Your Glasses Prescription Explained

Deciphering the jargon detailed on your latest prescription is a dilemma that many glasses wearers face. In fact for the majority of individuals who wear glasses and undergo regular eye tests finding lenses that satisfy your prescription would be impossible without the help of your optician.

Understanding the numbers and abbreviations on your prescription is more than just sourcing the right lenses to correct your vision, it can also help you gauge the condition of your eyes and how your sight has improved or deteriorated since your last test. As an Essilor Varilux Consultant Optician, Lenses in Glasses understand the importance of fitting your new prescription with your new eyewear, and here we explain just what the words and numbers on your latest prescription actually mean…

SPH

Sphere, abbreviated as SPH on your prescription, relates to whether you are long or short sighted and just what power is required to correct your vision.

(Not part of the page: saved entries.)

PR #343, opened 2025-09-12
Fix large read

CvvT:
The current value we set for `MAX_KERNEL_BUF_SIZE` is not enough for running node (version v22.19.0), which read ~4MB data from a file. Instead of keeping updating this value (also 4MB happens to be the limit our snp kernel allow to allocate), this PR tries to read data by chunks.

### DIFF
--- a/litebox_shim_linux/src/lib.rs
+++ b/litebox_shim_linux/src/lib.rs
@@ -314,7 +314,7 @@ fn pread_with_user_buf(
     count: usize,
     offset: i64,
 ) -> Result<usize, Errno> {
-    let mut kernel_buf = vec![0u8; 0x1000];
+    let mut kernel_buf = vec![0u8; count.min(MAX_KERNEL_BUF_SIZE)];
     let mut read_total = 0;
     while read_total < count {
         let to_read = (count - read_total).min(kernel_buf.len());
@@ -332,6 +332,7 @@ fn pread_with_user_buf(
             Err(e) => return Err(e),
         }
     }
+    assert!(read_total <= count);
     Ok(read_total)
 }
 
@@ -361,18 +362,29 @@ pub fn handle_syscall_request(request: SyscallRequest<Platform>) -> usize {
                 // We read data in chunks and update the file offset ourselves only if the read succeeds.
                 syscalls::file::sys_lseek(fd, 0, litebox::fs::SeekWhence::RelativeToCurrentOffset)
                     .inspect_err(|e| {
-                        if *e == Errno::ESPIPE {
-                            unimplemented!("read on non-seekable fds with large buffers");
+                        match *e {
+                            Errno::EBADF => (), // safe errors to return
+                            Errno::ESPIPE => {
+                                unimplemented!("read on non-seekable fds with large buffers");
+                            }
+                            Errno::EINVAL => {
+                                unreachable!("seekable file should not return EINVAL when getting current offset");
+                            }
+                            _ => {
+                                unimplemented!("unexpected error from lseek: {}", e);
+                            }
                         }
                     })
                     .and_then(|cur_loc| {
                         pread_with_user_buf(fd, buf, count, i64::try_from(cur_loc).unwrap())
                             .inspect(|read_total| {
+                                // Update the file offset to reflect the read we just did.
                                 syscalls::file::sys_lseek(
                                     fd,
                                     (cur_loc + read_total).reinterpret_as_signed(),
                                     litebox::fs::SeekWhence::RelativeToBeginning,
                                 )
+                                // Given that previous lseek and pread succeeded, this lseek should also succeed.
                                 .expect("lseek failed");
                             })
                     })


CvvT:
@jaybosamiya-ms I remembered I implemented a similar version before, but you mentioned it messes up the file offset on the error path. Add you as reviewer, please take a look to see if this PR makes sense to you.

jaybosamiya-ms:
Why not just bump up `MAX_KERNEL_BUF_SIZE` to ~4MiB?  We just need _some_ reasonable value and it doesn't hurt if we have it even in the megabytes range, no?  Our allocations never _actually_ get that big unless a user asks for something that big.

Indeed, there were some issues with an older variant of the implementation.  Reviewing this one shortly.

However, in #125, you bumped the value up to 512KiB from the 64KiB that I'd originally set it to in #83.  I see no harm in bumping it to 4 or even 8MiB.  All the allocations do a `.min` anyways, so only situations like node are impacted by this.

litebox_shim_linux/src/lib.rs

A plus (+) means that you are long sighted, whilst a minus (-) means that you are short sighted and can only see things up close without glasses. The number next to this symbol relates to the strength of the lenses needed, the higher the number, the stronger the lenses required.

CYL

CYL stands for cylinder and records the level of visual distortion or astigmatism you are experiencing as a result of the shape of your cornea. A low number means that your eyes are almost round, whilst a high number means that your eyes are oval in shape. This box may be blank if your eyes are perfectly round.

The AXIS reading will also indicate the direction of your astigmatism so lenses can be positioned correctly.

PRISM

If your eyes do not work well together then the level of imbalance will be recorded here. The BASE reading works with this to indicate whether a prism is required to correct this imbalance.